# Bisse besser erkennen in der Brandung?



## jörn (6. August 2020)

Hi,

beim brandungsangeln an der Nordsee habe ich teilweise das Gefühl das meine bisserkennung noch etwas grobmotorisch ist.
Klar ich erkenne kräftige zupfer, warte mitunter einen moment in der Hoffnung das noch eine zweite Platte heißt, und um Zeit zugeben das der Köder richtig geschluckt wird und setzte den Anhieb. Ein rollendes Blei in der Brandung meine ich zu erkennen sowie ein schleifen Im sog auf kiesigem Untergrund. Ich hatte aber immer mal wieder kleinere Platten am Haken wo ich den Biss nicht gesehen habe. War dann Zufall beim einholen oder mal 
auf Glück einen Anhieb gesetzt. Weihnachten letztes Jahr waren die Bisse so zaghaft da habe ich 1-2 angelsessions gebraucht um das als Biss zu erkennen.

Gerät ist relativ grob 150-200g brandungsruten, Revier dänische Nordsee mit entsprechender Brandung.
Habt ihr einen Tipp wie ich das verbessern könnte? Wie macht ihr das? Bissanzeiger basteln? Brille aufsetzten?

danke


----------



## punkarpfen (6. August 2020)

Hi, 
mit geflochtener Schnur werden die Bisse besser übertragen.


----------



## jörn (6. August 2020)

Hab nach dem ersten brandungserlebnis auch von Mono auf geflochtene gewechselt.
Gibt es sonst noch ne Raffinesse?


----------



## punkarpfen (6. August 2020)

Hi, es gibt auch Angler, die nutzen billige Teleskopstippruten als Brandungsbissanzeiger. Erfahrungen habe ich damit nicht gesammelt. Ich würde auch ohne Biss regelmäßig die Ruten kontrollieren. Es gibt so feine Bisse, die man kaum/ gar nicht mitbekommt.


----------



## Stulle (6. August 2020)

Am besten hilft es nie die Augen von der Rute zu nehmen. 

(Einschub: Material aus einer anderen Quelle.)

PR #620, opened 2023-03-14
(1316) List tasks to a workflow manager

richpjames:
# Context
Workflow managers need to be able to see tasks that are allocated as well as tasks that are unallocated.
This is similar to and will in future replace the assessment lists but I think it's worth keeping the assessment lists around for now until tasks are more feature-complete.

[Trello](https://trello.com/c/UlWNtoEL/1316-list-tasks-to-a-workflow-manager)

# Changes in this PR
1. We begin with some general housekeeping
2. We add the task client
3. We add the task service
4. We add a simple controller for the view
5. We add some util functions for generating the tables in the views and handling the neccessary dates
6. We add the view

## Screenshots of UI changes
Allocated tasks
Unallocated tasks

### DIFF
--- a/cypress_shared/pages/tasks/listPage.ts
+++ b/cypress_shared/pages/tasks/listPage.ts
@@ -1,0 +1,29 @@
+import Page from '../page'
+import paths from '../../../server/paths/tasks'
+
+import { allocatedTableRows, unallocatedTableRows } from '../../../server/utils/tasks/table'
+
+import { Task } from '../../../server/@types/shared'
+import { shouldShowTableRows } from '../../helpers'
+
+export default class ListPage extends Page {
+  constructor(private readonly allocatedTasks: Array<Task>, private readonly unallocatedTasks: Array<Task>) {
+    super('Tasks')
+    this.allocatedTasks = allocatedTasks
+    this.unallocatedTasks = unallocatedTasks
+  }
+
+  static visit(allocatedTasks: Array<Task>, unallocatedTasks: Array<Task>): ListPage {
+    cy.visit(paths.index({}))
+    return new ListPage(allocatedTasks, unallocatedTasks)
+  }
+
+  shouldShowAllocatedTasks(): void {
+    shouldShowTableRows(this.allocatedTasks, allocatedTableRows)
+  }
+
+  shouldShowUnallocatedTasks(): void {
+    cy.get('a').contains('Unallocated').click()
+    shouldShowTableRows(this.unallocatedTasks, unallocatedTableRows)
+  }
+}
--- a/integration_tests/tests/tasks/list.cy.ts
+++ b/integration_tests/tests/tasks/list.cy.ts
@@ -1,0 +1,31 @@
+import ListPage from '../../../cypress_shared/pages/tasks/listPage'
+
+import taskFactory from '../../../server/testutils/factories/task'
+
+context('Tasks', () => {
+  beforeEach(() => {
+    cy.task('reset')
+    cy.task('stubSignIn')
+  })
+
+  it('shows a list of tasks', () => {
+    cy.task('stubAuthUser')
+
+    // Given I am logged in
+    cy.signIn()
+
+    const allocatedTasks = taskFactory.buildList(5)
+    const unallocatedTasks = taskFactory.buildList(5, { allocatedToStaffMember: undefined })
+
+    cy.task('stubTasks', [...allocatedTasks, ...unallocatedTasks])
+
+    // When I visit the tasks dashboard
+    const listPage = ListPage.visit(allocatedTasks, unallocatedTasks)
+
+    // Then I should see the tasks that are allocated
+    listPage.shouldShowAllocatedTasks()
+
+    // And the tasks that are unallocated
+    listPage.shouldShowUnallocatedTasks()
+  })
+})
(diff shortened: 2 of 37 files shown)


server/utils/taskUtils.ts
```diff
@@ -1,9 +1,84 @@
 import { Task } from '../@types/shared'
+import { TableRow } from '../@types/ui'
+import { DateFormats } from './dateUtils'
+import { sentenceCase } from './utils'
 
-type GroupedTask = { allocated: Array<Task>; unallocated: Array<Task> }
+const DUE_DATE_APPROACHING_DAYS_WINDOW = 3
+
+const allocatedTableRows = (tasks: Array<Task>): Array<TableRow> => {
```
pezholio, line 8: I think it's fine to be repetitive here, rather than reusing the result of `unallocatedTableRows` as that `splice` there seems like a magic number and makes the code difficult to parse. I did wonder about doing the reverse, but removing items by an index seems equally magical 🪄 

Maybe we could have small functions for each row item, i.e:

```
const personRow = (task: Task) => {
  return {
    text: task?.person?.name || '',
  }
}

etc, etc
```

And then call them like so:

```
const allocatedTableRows = (tasks: Array<Task>): Array<TableRow> => {
    return tasks.map(t => [
      personRow(t),
     ....
    ])
}
```

server/utils/dateUtils.ts
```diff
@@ -102,6 +103,14 @@ export class DateFormats {
       [`${key}`]: DateFormats.dateObjToIsoDate(date),
     } as ObjectWithDateParts<K>
   }
+
+  /**
+   * @param dateString an ISO date string.
+   * @returns the date as a timestamp, useful when sorting.
+   */
+  static isoToTimestamp(dateString: string) {
```
pezholio, line 108: 👍

cypress_shared/pages/tasks/listPage.ts
```diff
@@ -0,0 +1,34 @@
+import Page from '../page'
+import paths from '../../../server/paths/tasks'
+// import { shouldShowTableRows } from '../../helpers'
+// import {
+//   awaitingAssessmentTableRows,
+//   completedTableRows,
+//   requestedFurtherInformationTableRows,
+// } from '../../../server/utils/assessments/utils'
```
pezholio, line 8: Does this need to be commented out now?

integration_tests/tests/tasks/list.cy.ts
```diff
@@ -0,0 +1,32 @@
+import ListPage from '../../../cypress_shared/pages/tasks/listPage'
+// import Page from '../../../cypress_shared/pages/page'
```
pezholio, line 2: Same here

integration_tests/tests/tasks/list.cy.ts
```diff
@@ -0,0 +1,32 @@
...
+
+    const allocatedTasks = taskFactory.buildList(5)
+    const unallocatedTasks = taskFactory.buildList(5, { allocatedToStaffMember: undefined })
+
+    cy.task('stubTasks', [...allocatedTasks, ...unallocatedTasks])
+
+    // When I visit the tasks dashboard
+    const listPage = ListPage.visit(allocatedTasks, unallocatedTasks)
+
+    // // Then I should see the tasks that are allocated
```
pezholio, line 26: Does this need to be double commented?

pezholio (commented):
Just a couple of things, mainly tidying up stuff

server/utils/taskUtils.ts
richpjames: Yeah I was on the fence about whether to couple the two. I wanted to show that the `allocatedTableRows` is just the `unallocatedTableRows` with an person that it's allocated to and avoid having to duplicate all the logic for handling if an optional property isn't defined. 
I quite like your suggestion, will give it a go

server/utils/taskUtils.ts
```diff
@@ -1,9 +1,90 @@
...
+  const rows: Array<TableRow> = []
+
+  tasks.forEach(task => {
+    rows.push([nameCell(task), daysUntilDueCell(task), allocationCell(task), statusCell(task), taskTypeCell(task)])
```
pezholio, line 12: 👌

pezholio: This is much clearer 👍

server/utils/taskUtils.ts
```diff
@@ -1,9 +1,90 @@
 import { Task } from '../@types/shared'
+import { TableCell, TableRow } from '../@types/ui'
+import { DateFormats } from './dateUtils'
+import { sentenceCase } from './utils'
 
-type GroupedTask = { allocated: Array<Task>; unallocated: Array<Task> }
+const DUE_DATE_APPROACHING_DAYS_WINDOW = 3
+
+const allocatedTableRows = (tasks: Array<Task>): Array<TableRow> => {
```
pezholio, line 8: I wonder if this new code should be in a `tasks` subfolder, then we can have all the table-related code in a file of it's own (something like `table.ts`), then we can import it in an `index.ts`, so we can use the entire module all in one. Just keeps things a bit tidier is all.

pezholio (approved):
LGTM - just one tiny thing about the utils, but not a biggie by any stretch

server/utils/taskUtils.ts
richpjames: Yeah much better isn't it

richpjames:
[List Tasks to a workflow manager](https://trello.com/c/UlWNtoEL/1316-list-tasks-to-a-workflow-manager)

richpjames:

Sonnst die Schnur etwas überspannen oder die Kopfruten.

Bei ruhigem Wetter kann man auch einhänger und Durchlauf bleie nehmen.

Ggf auch kürzeren Vorfächer


----------



## jörn (6. August 2020)

ein Einhänger werde ich mal bei wenig Brandung ausprobieren.
Was meinst du mit kopfruten?
kürzeres vorfach? Was ist der Gedanke dahinter? Weil ein längeres Vorfach auch ein dehnungverhältniss hat was man reduzieren möchte?


----------



## Brandungsbrecher (6. August 2020)

jörn schrieb:


> ein Einhänger werde ich mal bei wenig Brandung ausprobieren.
> Was meinst du mit kopfruten?
> kürzeres vorfach? Was ist der Gedanke dahinter? Weil ein längeres Vorfach auch ein dehnungverhältniss hat was man reduzieren möchte?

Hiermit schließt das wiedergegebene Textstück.